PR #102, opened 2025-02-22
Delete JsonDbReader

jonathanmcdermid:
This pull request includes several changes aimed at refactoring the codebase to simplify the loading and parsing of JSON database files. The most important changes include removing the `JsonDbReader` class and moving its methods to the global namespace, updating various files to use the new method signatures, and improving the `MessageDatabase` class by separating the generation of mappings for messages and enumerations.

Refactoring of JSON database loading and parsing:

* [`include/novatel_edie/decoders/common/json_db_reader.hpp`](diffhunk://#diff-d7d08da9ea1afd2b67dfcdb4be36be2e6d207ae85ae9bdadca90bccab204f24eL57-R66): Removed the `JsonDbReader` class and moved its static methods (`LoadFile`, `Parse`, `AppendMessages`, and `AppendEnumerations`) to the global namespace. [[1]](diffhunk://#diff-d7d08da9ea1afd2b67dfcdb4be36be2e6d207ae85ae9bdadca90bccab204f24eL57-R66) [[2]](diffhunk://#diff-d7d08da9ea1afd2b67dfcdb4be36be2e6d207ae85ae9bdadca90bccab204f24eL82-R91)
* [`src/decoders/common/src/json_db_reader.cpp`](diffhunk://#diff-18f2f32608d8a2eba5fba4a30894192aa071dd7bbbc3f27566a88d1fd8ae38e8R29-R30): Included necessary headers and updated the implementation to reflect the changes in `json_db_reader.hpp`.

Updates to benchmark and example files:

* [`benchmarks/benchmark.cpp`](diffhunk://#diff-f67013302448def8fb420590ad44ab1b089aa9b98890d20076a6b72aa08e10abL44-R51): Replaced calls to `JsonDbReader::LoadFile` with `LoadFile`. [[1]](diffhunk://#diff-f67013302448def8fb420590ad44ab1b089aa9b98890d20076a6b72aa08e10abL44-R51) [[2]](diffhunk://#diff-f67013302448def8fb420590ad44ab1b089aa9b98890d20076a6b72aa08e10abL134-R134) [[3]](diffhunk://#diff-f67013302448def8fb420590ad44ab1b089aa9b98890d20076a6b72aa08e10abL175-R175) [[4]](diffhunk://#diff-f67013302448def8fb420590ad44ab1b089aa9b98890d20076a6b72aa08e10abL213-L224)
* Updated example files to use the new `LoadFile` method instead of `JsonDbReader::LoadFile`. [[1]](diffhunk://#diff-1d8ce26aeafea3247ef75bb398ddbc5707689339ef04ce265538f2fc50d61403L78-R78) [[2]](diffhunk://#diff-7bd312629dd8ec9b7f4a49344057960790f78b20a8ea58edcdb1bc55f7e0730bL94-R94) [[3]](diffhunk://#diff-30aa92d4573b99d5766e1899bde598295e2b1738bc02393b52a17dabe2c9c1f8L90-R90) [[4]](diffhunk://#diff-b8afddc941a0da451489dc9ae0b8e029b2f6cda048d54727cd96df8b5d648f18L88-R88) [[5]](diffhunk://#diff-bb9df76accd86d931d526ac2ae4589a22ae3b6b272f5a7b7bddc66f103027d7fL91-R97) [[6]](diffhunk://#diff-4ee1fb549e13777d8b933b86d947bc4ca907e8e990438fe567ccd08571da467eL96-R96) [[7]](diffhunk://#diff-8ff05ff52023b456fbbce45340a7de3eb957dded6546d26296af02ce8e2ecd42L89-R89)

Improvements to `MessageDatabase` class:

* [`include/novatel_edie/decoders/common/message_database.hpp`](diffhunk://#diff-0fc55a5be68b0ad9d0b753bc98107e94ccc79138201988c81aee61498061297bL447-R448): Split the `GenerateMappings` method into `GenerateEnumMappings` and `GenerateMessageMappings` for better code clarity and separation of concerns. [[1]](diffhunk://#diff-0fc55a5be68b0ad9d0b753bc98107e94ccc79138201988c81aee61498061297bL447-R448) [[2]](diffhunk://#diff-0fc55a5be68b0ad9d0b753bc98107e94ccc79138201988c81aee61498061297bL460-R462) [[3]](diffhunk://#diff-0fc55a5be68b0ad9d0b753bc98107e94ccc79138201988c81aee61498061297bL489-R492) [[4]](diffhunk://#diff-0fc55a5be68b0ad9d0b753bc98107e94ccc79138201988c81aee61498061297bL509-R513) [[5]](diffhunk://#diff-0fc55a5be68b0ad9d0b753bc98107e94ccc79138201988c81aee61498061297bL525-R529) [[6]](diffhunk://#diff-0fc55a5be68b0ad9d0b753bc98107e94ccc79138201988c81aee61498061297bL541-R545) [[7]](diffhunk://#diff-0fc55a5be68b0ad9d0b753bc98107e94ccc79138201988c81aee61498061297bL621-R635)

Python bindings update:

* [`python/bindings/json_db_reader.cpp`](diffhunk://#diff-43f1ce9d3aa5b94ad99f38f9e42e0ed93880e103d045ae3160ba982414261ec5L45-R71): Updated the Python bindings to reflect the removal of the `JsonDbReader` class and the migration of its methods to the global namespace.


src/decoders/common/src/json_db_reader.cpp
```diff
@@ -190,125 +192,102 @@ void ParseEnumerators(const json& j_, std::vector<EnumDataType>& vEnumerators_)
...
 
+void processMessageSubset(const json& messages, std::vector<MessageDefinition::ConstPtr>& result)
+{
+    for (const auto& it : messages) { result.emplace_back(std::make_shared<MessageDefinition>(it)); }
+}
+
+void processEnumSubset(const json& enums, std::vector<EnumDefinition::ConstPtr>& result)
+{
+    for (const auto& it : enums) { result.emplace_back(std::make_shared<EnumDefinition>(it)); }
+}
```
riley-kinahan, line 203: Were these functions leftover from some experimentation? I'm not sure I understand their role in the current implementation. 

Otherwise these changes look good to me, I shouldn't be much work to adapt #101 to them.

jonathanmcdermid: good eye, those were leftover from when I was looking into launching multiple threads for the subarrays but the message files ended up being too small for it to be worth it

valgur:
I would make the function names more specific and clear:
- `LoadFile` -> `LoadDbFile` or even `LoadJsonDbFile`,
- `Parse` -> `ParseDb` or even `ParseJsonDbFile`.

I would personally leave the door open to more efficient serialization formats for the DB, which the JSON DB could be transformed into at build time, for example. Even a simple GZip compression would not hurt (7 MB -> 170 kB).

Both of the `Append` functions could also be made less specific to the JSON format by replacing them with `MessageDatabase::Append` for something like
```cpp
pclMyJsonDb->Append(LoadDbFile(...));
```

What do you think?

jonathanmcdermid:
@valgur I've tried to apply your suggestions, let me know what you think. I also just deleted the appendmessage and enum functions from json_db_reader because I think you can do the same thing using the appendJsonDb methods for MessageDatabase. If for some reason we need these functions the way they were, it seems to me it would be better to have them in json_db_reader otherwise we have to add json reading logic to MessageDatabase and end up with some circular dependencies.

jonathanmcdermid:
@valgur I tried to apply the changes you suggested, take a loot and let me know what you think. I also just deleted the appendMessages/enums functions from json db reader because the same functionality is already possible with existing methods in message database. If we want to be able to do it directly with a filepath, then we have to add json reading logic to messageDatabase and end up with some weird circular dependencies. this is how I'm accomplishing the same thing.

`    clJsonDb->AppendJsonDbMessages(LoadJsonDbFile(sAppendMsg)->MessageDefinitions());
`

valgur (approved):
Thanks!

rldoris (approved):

----------

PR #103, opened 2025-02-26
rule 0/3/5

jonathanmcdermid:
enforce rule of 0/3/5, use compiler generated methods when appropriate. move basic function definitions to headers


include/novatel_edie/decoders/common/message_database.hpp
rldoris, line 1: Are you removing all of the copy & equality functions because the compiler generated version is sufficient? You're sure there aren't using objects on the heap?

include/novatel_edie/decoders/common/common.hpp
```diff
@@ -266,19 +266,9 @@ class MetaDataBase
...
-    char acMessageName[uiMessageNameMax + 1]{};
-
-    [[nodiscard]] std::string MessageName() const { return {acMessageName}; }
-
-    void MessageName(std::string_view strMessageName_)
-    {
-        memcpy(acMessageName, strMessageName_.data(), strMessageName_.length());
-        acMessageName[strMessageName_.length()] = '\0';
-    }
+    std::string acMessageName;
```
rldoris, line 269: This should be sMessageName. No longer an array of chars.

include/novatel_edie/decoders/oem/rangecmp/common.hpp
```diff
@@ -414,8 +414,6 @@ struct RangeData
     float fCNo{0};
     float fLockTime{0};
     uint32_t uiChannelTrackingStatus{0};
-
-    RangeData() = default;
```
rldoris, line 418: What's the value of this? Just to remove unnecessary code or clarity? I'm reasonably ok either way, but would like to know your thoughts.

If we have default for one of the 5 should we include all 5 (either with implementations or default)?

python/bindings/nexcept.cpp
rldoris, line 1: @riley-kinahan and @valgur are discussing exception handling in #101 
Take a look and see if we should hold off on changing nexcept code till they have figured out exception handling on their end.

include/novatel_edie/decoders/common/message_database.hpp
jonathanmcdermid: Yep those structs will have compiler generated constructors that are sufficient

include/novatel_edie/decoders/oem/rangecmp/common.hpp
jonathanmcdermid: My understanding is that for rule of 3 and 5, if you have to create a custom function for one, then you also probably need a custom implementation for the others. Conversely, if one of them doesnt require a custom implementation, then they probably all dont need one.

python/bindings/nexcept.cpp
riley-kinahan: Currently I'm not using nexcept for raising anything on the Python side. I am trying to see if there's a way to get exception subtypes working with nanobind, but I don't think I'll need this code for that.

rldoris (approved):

----------

- [The task]:
Only one stretch of the entries above is wanted: the lines from the one containing "PR #102, opened 2025-02-22" through the one containing "class and moved". Please reproduce it exactly.

- [Problem solution]:
PR #102, opened 2025-02-22
Delete JsonDbReader

jonathanmcdermid:
This pull request includes several changes aimed at refactoring the codebase to simplify the loading and parsing of JSON database files. The most important changes include removing the `JsonDbReader` class and moving its methods to the global namespace, updating various files to use the new method signatures, and improving the `MessageDatabase` class by separating the generation of mappings for messages and enumerations.

Refactoring of JSON database loading and parsing:

* [`include/novatel_edie/decoders/common/json_db_reader.hpp`](diffhunk://#diff-d7d08da9ea1afd2b67dfcdb4be36be2e6d207ae85ae9bdadca90bccab204f24eL57-R66): Removed the `JsonDbReader` class and moved its static methods (`LoadFile`, `Parse`, `AppendMessages`, and `AppendEnumerations`) to the global namespace. [[1]](diffhunk://#diff-d7d08da9ea1afd2b67dfcdb4be36be2e6d207ae85ae9bdadca90bccab204f24eL57-R66) [[2]](diffhunk://#diff-d7d08da9ea1afd2b67dfcdb4be36be2e6d207ae85ae9bdadca90bccab204f24eL82-R91)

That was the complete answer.